İstanbul’daki kadınlara mevcut siyasi süreç, ekonomik kriz ve döviz kurundaki yükselişe ilişkin mikrofon uzattık. Çözümün, iktidarın istifa etmesinde olduğunun altını çizen yurttaşlar hükümete, “Bu düzen böyle gitmeyecek. Sonumuz kötü, artık bir şey yapılması gerekiyor, iktidardakiler değişsin. Bir an önce hükümetin istifa etmesi lazım” sözleriyle seslendi.
‘Halk aç gezerken iktidar zenginlik içinde’
AKP’ye oy verenleri eleştiren ev emekçisi Hanife Gözüaydın, halkın çöp konteynerlerinden yiyecek topladığını söyledi. Hanife, AKP’li Cumhurbaşkanı Erdoğan’ın ülkenin “zengin olduğu” beyanına ilişkin ise, “Neresi zengin, kendi ceplerini doldurmuşlar zenginiz diyorlar, böyle zenginlik mi olur? Fakiri doyuracaksın ki o zaman ben bu ülkenin zengin olduğuna inanayım” sözleriyle tepki gösterdi.
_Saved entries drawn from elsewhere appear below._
Issue #2922, opened 2021-12-02
DockerHub is changing its terms of service


sgpearse:
DockerHub is currently hosting images for our Centos and Ubuntu builds.  These images have already been configured to build Vapor installers, so all CircleCI needs to do is instantiate an image, do a git pull, then make an installer.  No cloning, downloading of third party libraries, or installing dependencies is needed with this approach and it saves on CircleCI's build time.

The [terms of service are changing](https://www.docker.com/blog/updating-product-subscriptions/?utm_campaign=2021-12-02-discount-db15&utm_medium=email&utm_source=marketo&mkt_tok=NzkwLVNTQi0zNzUAAAGBG-cZ42_FbSr922S_XoFaFz9S6vOiJcoHTwyW84K3rBjfb3FILklL_I78bGRUcpPqF5PHc75kLbBpGCHm7vyFJhOahSoqr98xdz4JaAr_4w) on January 31, 2022, and NCAR may not have an account for this previously free approach.

We should be ready to do away with our docker images in January unless NCAR creates a policy on this.  All this means is that our CentOS and Ubuntu builds on CircleCI will include cloning Vapor, downloading third party libraries, and installing dependencies.  This will take longer than instantiating a docker image, but it won't require a subscription to DockerHub and the Linux builds on CircleCI are cheap.

sgpearse:
Note: 
DockerHub has now disabled automated builds for non-paying users.  This means that we are forced to build docker images locally (which can be ~10 gigabytes in size) and manually upload them to DockerHub.  I've done this in the past but it's been untenable.

Issue #2728, opened 2021-05-12
Contours: Allow for rendering 3D variables


sgpearse:
Our contour renderer only works with 2D variables.  Users have expressed the need for having them in 3D too: i.e. draw contours on a slice from a 3D volume

clyne:
Related to #2637

clyne:
The plane manipulator that was implemented to support #2637 is somewhat cumbersome to use. I looked at what both VISiT and ParaView are doing and found their approach to be not terribly satisfying either (though ParaView supports mouse interactions that make manipulating the plane much easier). There are two problems with our current implementation. First, while specifying the orientation as rotations about the primary axis does the job, it assumes that there is some default orientation about which these transformations apply. Specifying the orientation via a normal is less ambiguous and, IMHO, more natural for describing the orientation of a plane. This is what both ViSIT and ParaView do. 

The more problematic issue is the "Slice Origin"; it provides more degrees of freedom than are necessary, which makes it confusing to use. For example, if the plane is perpendicular to the Z axis, changing the Y and X coordinates is a no-op. I find it pretty challenging to position a non-axis-aligned plane where I want it. A simpler, more intuitive approach might be to specify a displacement along the plane normal.  The displacement could be from either the origin or the center of the domain. I think this would give the flexility to arbitrarily position the plane in a way that is far more intuitive. 

@StasJ , @sgpearse, thoughts?

StasJ:
> The plane manipulator that was implemented to support #2637 is somewhat cumbersome to use. I looked at what both VISiT and ParaView are doing and found their approach to be not terribly satisfying either (though ParaView supports mouse interactions that make manipulating the plane much easier). There are two problems with our current implementation. First, while specifying the orientation as rotations about the primary axis does the job, it assumes that there is some default orientation about which these transformations apply. Specifying the orientation via a normal is less ambiguous and, IMHO, more natural for describing the orientation of a plane. This is what both ViSIT and ParaView do.
> 
> The more problematic issue is the "Slice Origin"; it provides more degrees of freedom than are necessary, which makes it confusing to use. For example, if the plane is perpendicular to the Z axis, changing the Y and X coordinates is a no-op. I find it pretty challenging to position a non-axis-aligned plane where I want it. A simpler, more intuitive approach might be to specify a displacement along the plane normal. The displacement could be from either the origin or the center of the domain. I think this would give the flexility to arbitrarily position the plane in a way that is far more intuitive.
> 
[...]

PR #2939, opened 2021-12-17
Functional slice sampling implementation, and address UGRID problem #2906

### LINKED ISSUE #2906: Slice + UGRID problem

sgpearse:
Fixes the following issues from the (now closed) PR #2932:

1) SliceRenderer now uses the SliceGridAlongPlane() function, which is located in the VDC library.
2) Addresses the UGRID problem reported in #2906

This is a moderate refactoring of the last implementation and it uses a new set of algorithms for generating convex hulls, and finding the minimal area rectangles of those convex hulls.  These algorithms are implemented in header files located in VAPOR/include/vapor/GTE.

Note: there is a slight problem that still persists with the UGRID dataset.  This is due to the extreme difference in scale between the X/Y axes (which span tens of millions of meters), compared to the Z axis (which spans 1 meter).  This difference in scale introduces floating point error when projecting certain planes between 2D and 3D coordinates.  The data type for spatial coordinates has been changed from float to double in this PR, and this helps the problem.  But there is still slight error in UGRID's extreme case.  See the image below, showing the texture being drawn slightly outside of the domain.
 
If the user changes their Z coordinates to something reasonable, this error goes away.  I've placed a grid file that demonstrates this in /glade/p/cisl/vast/vapor/data/Source/UGRID/NOAA-geoflow/small, called **gridStretchedZ.nc**.  This file has Z coordinates spanning from 0 to 10,000 instead of 1 to 2.  Load the UGRID data with this file instead of grid.nc and error from the 2D/3D projection arithmetic goes away.  

I'm not aware of glm supporting precision higher than double, and I think it's reasonable to require UGRID users to have a more reasonable representation of the Z coordinates.

Screen Shot 2021-12-17 at 2 39 29 PM

Fixes #2906


include/vapor/SliceGridAlongPlane.h
```diff
@@ -0,0 +1,72 @@
+#pragma once
+
+#include <vapor/glutil.h>
+#ifdef Darwin
+    #include <OpenGL/gl.h>
+#else
+    #include <GL/gl.h>
```
StasJ, line 7: I don't know if the VDC library is technically linking against OpenGL.

include/vapor/SliceGridAlongPlane.h
```diff
@@ -0,0 +1,72 @@
...
+    std::vector<double> rotation;
+    std::vector<double> boxMin;
+    std::vector<double> boxMax;
+};
+
+glm::tvec3<double, glm::highp> getOrthogonal(
+    const glm::tvec3<double, glm::highp>& u
+);
+
+void rotate(
```
StasJ, line 25: These probably should not be in the global namespace.

include/vapor/SliceGridAlongPlane.h
```diff
@@ -0,0 +1,72 @@
...
+    const std::vector<glm::tvec2<double, glm::highp>>& rectangle2D,
+    float* dataValues
+); 
+
+void getWindingOrder(
+    std::vector<double>& windingOrder,
+    const std::vector<glm::tvec3<double, glm::highp>>& rectangle3D
+);
+
+VAPoR::RegularGrid* SliceGridAlongPlane(
```
StasJ, line 64: Missing documentation.

StasJ (changes requested):
This PR adds thousands of lines of code from an external library. Shouldn't this be in our third party libs rather than in the Vapor source tree?

include/vapor/SliceRenderer.h
```diff
@@ -59,35 +60,22 @@ class RENDER_API SliceRenderer : public Renderer {
...
     void      _createDataTexture(float *dataValues);
-    int       _saveTextureData();
-    void      _populateData(float *dataValues, Grid *grid) const;
-    glm::vec3 _getOrthogonal(const glm::vec3 u) const;
-    glm::vec3 _rotateVector(glm::vec3 vector, glm::quat rotation) const;
+    int       _regenerateSlice();
+    int       _getGrid3D(Grid*& grid) const;
+    void      _drawDebugPolygons();
 
     double _newWaySeconds;
```
clyne, line 80: Some of these private member variables and functions don't appear to be used. Please delete or ifdef out if needed for diagnostics.

lib/render/SliceRenderer.cpp
```diff
@@ -176,284 +164,60 @@ void SliceRenderer::_resetColormapCache()
...
-        vertex.twoD = {x, y};
-        unorderedTwoDPoints[count].x = vertex.twoD.x;
-        unorderedTwoDPoints[count].y = vertex.twoD.y;
-        count++;
+    Grid* grid3d = nullptr;
+    int rc = _getGrid3D( grid3d );
+    if ( rc < 0 ) return -1;
+
+    // Get data values from a slice
+    float* dataValues = new float[_textureSideSize*_textureSideSize];
```
clyne, line 174: It doesn't look like this memory is ever being freed. is there a reason not to use a smart pointer?

lib/render/SliceRenderer.cpp
```diff
@@ -176,284 +164,60 @@ void SliceRenderer::_resetColormapCache()
...
+    pd.origin = {_cacheParams.xOrigin, _cacheParams.yOrigin, _cacheParams.zOrigin};
+    pd.rotation = {_cacheParams.xRotation, _cacheParams.yRotation, _cacheParams.zRotation};
+    pd.boxMin = _cacheParams.boxMin;
+    pd.boxMax = _cacheParams.boxMax;
+    RegularGrid* slice = SliceGridAlongPlane( grid3d, pd, _textureSideSize, dataValues, _windingOrder, _rectangle3D);
+    float missingValue = slice->GetMissingValue();
+
+    // Apply opacity to missing values
+    int    textureSize = 2 * _textureSideSize * _textureSideSize;
+    float *textureValues = new float[textureSize];
```
clyne, line 185: Good place to use a smart pointer

lib/vdc/SliceGridAlongPlane.cpp
```diff
@@ -0,0 +1,241 @@
...
+        rectangle3D[1].x, rectangle3D[1].y, rectangle3D[1].z, // prpl/red 
+        rectangle3D[2].x, rectangle3D[2].y, rectangle3D[2].z, // red/teal
+        rectangle3D[3].x, rectangle3D[3].y, rectangle3D[3].z  // white/green
+    };
+    
+    windingOrder = temp;
+}
+
+VAPoR::RegularGrid* SliceGridAlongPlane(
+    VAPoR::Grid *grid3d,
```
clyne, line 189: grid3d should be const shouldn't it?

lib/vdc/SliceGridAlongPlane.cpp
```diff
@@ -0,0 +1,241 @@
...
+    planeDescription description,
+    size_t sideSize,
+    float *dataValues,
+    std::vector<double>& windingOrder,
+    //std::vector<glm::tvec3<double, glm::highp>>& rectangle3D
```
clyne, line 194: remove commented out code

include/vapor/SliceGridAlongPlane.h
clyne: Agreed. @sgpearse you don't need to include these definitions in the public header file if they are only used internally by SliceGridAlongPlane.cpp

clyne (commented):
Looks pretty good, @sgpearse. Just a few nits. 

Agree with @stasj: is there a reason to keep the Eberly library in the source? Why not drop it into the 3rd party libs?

sgpearse:
@clyne and @StasJ - comments have been addressed.

Regarding the Geometric Tools files - I agree these should be in our third-party libs.  I submitted this code because it was faster and easier.  Updating our libraries takes a considerable amount of time, and it's harder now than it has been in the past.  Resolving #2922 will help.

Either way I'm updating them now.  I'm hopeful this will be smoother than what happened with the Ospray upgrade.  I'll change this PR into a draft until our builds pass platform tests.

lib/vdc/SliceGridAlongPlane.cpp
sgpearse: Fixed.

lib/vdc/SliceGridAlongPlane.cpp
sgpearse: Yep.  Fixed.

lib/render/SliceRenderer.cpp
sgpearse: Fixed.

lib/render/SliceRenderer.cpp
sgpearse: An oversight.  The function prototype I was given in the last review was using a raw pointer and using a smart ptr didn't occur to me.  Fixed.

include/vapor/SliceRenderer.h
sgpearse: Fixed.

include/vapor/SliceGridAlongPlane.h
sgpearse: Fixed.

include/vapor/SliceGridAlongPlane.h
sgpearse: Fixed.

include/vapor/SliceGridAlongPlane.h
sgpearse: Fixed.

include/vapor/SliceRenderer.h
clyne: There are still unused private member variables, e.g. _newWaySeconds

include/vapor/SliceGridAlongPlane.h
```diff
@@ -0,0 +1,38 @@
...
+//! \param[out] windingOrder A vector of double values that contain the spatial coordinates of the vertices that correspond to the two triangles that define the texture being drawn by the "data" array.
+//! \param[out] rectangle3D A set of four vertices that define the rectangle containing the returned 2D grid's texture.  Useful for debugging.
+//!
+
+VAPoR::RegularGrid* SliceGridAlongPlane(
+    const VAPoR::Grid *grid3d, 
+    planeDescription description, 
+    size_t sideSize, 
+    //std::shared_ptr<float> data, 
+    std::unique_ptr<float>& data,
```
StasJ, line 34: Wouldn't the grid contain this data?

sgpearse: No, it actually does not.  The Grid class does contain the extents of the data, but this is not have enough information to define the vertices of the texture's triangles.  Many slices can be defined within the extents of a Grid.

include/vapor/SliceRenderer.h
sgpearse: My bad.  I took another pass and removed all unused private members and functions.

clyne (approved):

include/vapor/SliceGridAlongPlane.h
StasJ: There may be something I’m missing here, but would that not contradict the TwoDDataRenderer generating a textured triangle mesh from a Grid class?

sgpearse: I'm not completely familiar with how the TwoD renderers work, but I do know that currently they can be only oriented on the XY plane.  I believe this restriction is what allows them to render without explicitly stating their texture vertex locations.

clyne: Just adding a note that we're going to approve this as is (@StasJ need your approval) and if there is an opportunity to refactor to address the issue raised by Stas it can be done as part of #2728

StasJ (approved):

clyne:
@sgpearse there were a substantial number of commits made to this PR *after* it was approved. Most of them look like DevOps changes. Can you explain?

clyne:
@sgpearse please split into separate PRS: one for code and one for devops

sgpearse:
Fixes #2906

sgpearse:
@clyne @stasj - The DevOps changes have been backed out, and it looks like they've been merged with the acceptance of PR #2958.

Subsequent changes were needed on this branch regarding clang-format, and some new data types that were introduced into main's VAPoR namespace.  Tests are now passing and this PR is approximately where it was two weeks ago.

include/vapor/SliceRenderer.h
```diff
@@ -14,7 +14,9 @@
 #include <vapor/utils.h>
 #include <vapor/Renderer.h>
 
-#define DEBUG 1
+// clang-format off
```
clyne, line 17: Why is it necessary to disable clang-format in this relatively cut-n-dry header file ? We've not yet decided what, if anything, we plan to do with clang-format moving forward. We decided to discuss this issue at our post mortem after the release.

include/vapor/SliceRenderer.h
```diff
@@ -48,7 +50,8 @@ class RENDER_API SliceRenderer : public Renderer {
         double              zOrigin;
         std::vector<float>  tf_lut;
         std::vector<double> tf_minMax;
-        std::vector<double> boxMin, boxMax;
+        //std::vector<double> boxMin, boxMax;
```
clyne, line 53: remove commented out code.

lib/render/SliceRenderer.cpp
```diff
@@ -21,6 +21,8 @@
 
 //#define DEBUG 1
 
+// clang-format off
```
clyne, line 24: ditto disabling clang-format here.

include/vapor/SliceRenderer.h
sgpearse: Removed.  

To answer your question: 
At our meeting two weeks ago we were discussing clang-format.  I said I'd like to disable it for my work in this PR because it was impeding my work.  Nobody objected to it, and it's used on a subjective basis elsewhere in the repo.

include/vapor/SliceRenderer.h
sgpearse: Fixed.

lib/render/SliceRenderer.cpp
sgpearse: Removed.

include/vapor/SliceRenderer.h
clyne: I remember the conversation, but maybe I misunderstood. I thought there was some particular, isolated problem that you were running into, not planning on wholesale disabling the formatter.

clyne (approved):

PR #2940, opened 2021-12-20
fix #2935: flow crash

### LINKED ISSUE #2935: Replacing data used by flow renderer causes crash
Open a release build of Vapor on Casper

1. Open VDC `Bugs/2935/MFR1`
2. Create/enable a flow renderer with appropriate vars
3. Open VDC `Bugs/2935/MFR` and replace existing dataset

Vapor will crash (usually).

Somewhat nondeterministic. Using a 3.5 installer on Casper seems to be most consistent but a source release build will crash eventually too.
Other renderers appear to work.

shaomeng:
Fixes #2935

### DIFF
--- a/include/vapor/VaporField.h
+++ b/include/vapor/VaporField.h
@@ -111,7 +111,7 @@ private:
     // Member variables
     //
     std::vector<double>      _timestamps;    // in ascending order
-    VAPoR::DataMgr          *_datamgr = nullptr;
+    VAPoR::DataMgr *         _datamgr = nullptr;
     const VAPoR::FlowParams *_params = nullptr;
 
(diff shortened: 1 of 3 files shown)


StasJ (commented):
Since the cache is no longer being used, should we remove the cache to simplify the code rather than just clearing it each render call?

shaomeng:
> Since the cache is no longer being used, could we remove the cache to simplify the code rather than just clearing it each render call?

[This comment](https://github.com/NCAR/VAPOR/issues/2935#issuecomment-997214009) explains the reasoning which I tend to agree.

StasJ (approved):

PR #2963, opened 2022-01-10
fix vapor_wrf.py

### LINKED ISSUE #2962: vapor_wrf.py broken
To reproduce:

1) load vapor with any dataset
2) create a new python script with any input variable and a new output variable
3) test the following script:

`import vapor_wrf`

Error: ModuleNotFoundError: No module named 'vapor'

sgpearse:
Fixes #2962: broken file vapor_wrf.py by removing non-existent module.


clyne:
This PR will allow vapor_wrf to be imported, but have you tested the functions in the module to verify that they still work?

sgpearse:
Yes, I was able to compute RH successfully only after deleting 'import vapor'

clyne:
> Yes, I was able to compute RH successfully only after deleting 'import vapor'

What about functions that use the vapor API such as PV, or CT

sgpearse:
> What about functions that use the vapor API such as PV, or CT

My tests weren't exhaustive, and PV and CT do not work under my test criteria.

clyne:
Well I'm guessing that none of the functions in vapor_wrf that reference the old vapor API will work. So I don't think we want to accept this PR if it includes several functions that are broken. Note that vapor_wrf reimplements a bunch of functions that exist in GeoCAT's [wrf_python](https://wrf-python.readthedocs.io/en/latest/) package. Thus the long term solution that should be possible by the Python API work @stasj is doing, is to simply allow users to install wrf_python on their system and import the package into vapor. We could then retire our vapor_wrf module, and eliminate a lot of technical dept. The short term solution might be to figure out which vapor_wrf modules work correctly, and only include those that do in vapor_wrf.

sgpearse:
@clyne - sounds good.  I'll convert this to a draft until I've removed the non-working functions in this PR.

sgpearse:
@clyne - I've removed all non-functional methods from vapor_utils.py and vapor_wrf.py.  I've documented the errors I encountered in [this document](https://docs.google.com/document/d/1AVwXz6k4WLrH_J46oBtv5Rmi8--ZSpAfCbrAUKVfLk4/edit?usp=sharing).  The doc contains a session file that you can use to reproduce errors after importing a Katrina file into the session.  Note: The vapor_utils.py tests did account for Katrina's staggered grid.

clyne:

Halk aç gezerken iktidarın zenginlik içinde olduğunu vurgulayan Hanife, “Öyle iş de olmaz, başbakanlık, cumhurbaşkanlık da olmaz” dedi. Cumhurbaşkanının yoksul halkı düşünmek zorunda olduğunu ifade eden Hanife, hastaneleri, yolları, köprüleri ve tüm büyük kaynakları kendi yandaşlarına ekonomik olarak bağlayarak halkı sefaletle yüz yüze bıraktığını dile getirdi. Bu düzenin böyle gitmeyeceğini vurgulayan Hanife, “Bu dünyanın bir de öbür dünyası var, nasıl can verecek Allaha havale ediyorum, hakkımızı helal etmiyoruz” sözlerini kullandı.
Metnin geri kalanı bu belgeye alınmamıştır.